In one court document, the FBI wrote that approximately 1,300 true IP addresses were obtained during the 13 days that the agency ran the site. But the move is part of the broader Operation Pacifier, a joint-investigation with Europol, and it appears that the FBI hacked computers as far afield as Greece and Chile.

It's for these 13 days that Fieman argues the FBI peddled child pornography.

"And all this time, while this is going on, the FBI itself is aiding and abetting the uploading and distribution of massive amounts of child pornography," he continued in the hearing.

Keith Becker, from the Department of Justice Criminal Division, however, argued that the bar needed in order to throw the case out had not been met.

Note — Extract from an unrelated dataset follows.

PR #17205, opened 2025-07-03
chore(trie): make SparseStateTrie generic with respect to trie implementation

### LINKED ISSUE #17088: Make SparseStateTrie type generic with respect to trie implementation

mediocregopher:
The SparseStateTrie now allows for different implementations of the sparse trie to be used, with the ability to have account trie use a different implementation than storage tries as well.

He emphasised that this sort of action was necessary due to the protections awarded by the Tor anonymity network. "We are dealing with actions by law enforcement that were necessitated by the actions of the offenders choosing to use, and in fact misuse, technology in order to hide their identity while they sought to exploit and abuse children online," he said.

Becker also said that the affidavit in support of the NIT made it clear to the judge approving it that "the child pornography website involved here was going to remain operating at a government facility." He pointed out that a court responsible for handling appeals has consistently found that reverse-stings—operations that involve the FBI fabricating a scheme in order to entice potential criminals, and then charge them—did not constitute outrageous conduct.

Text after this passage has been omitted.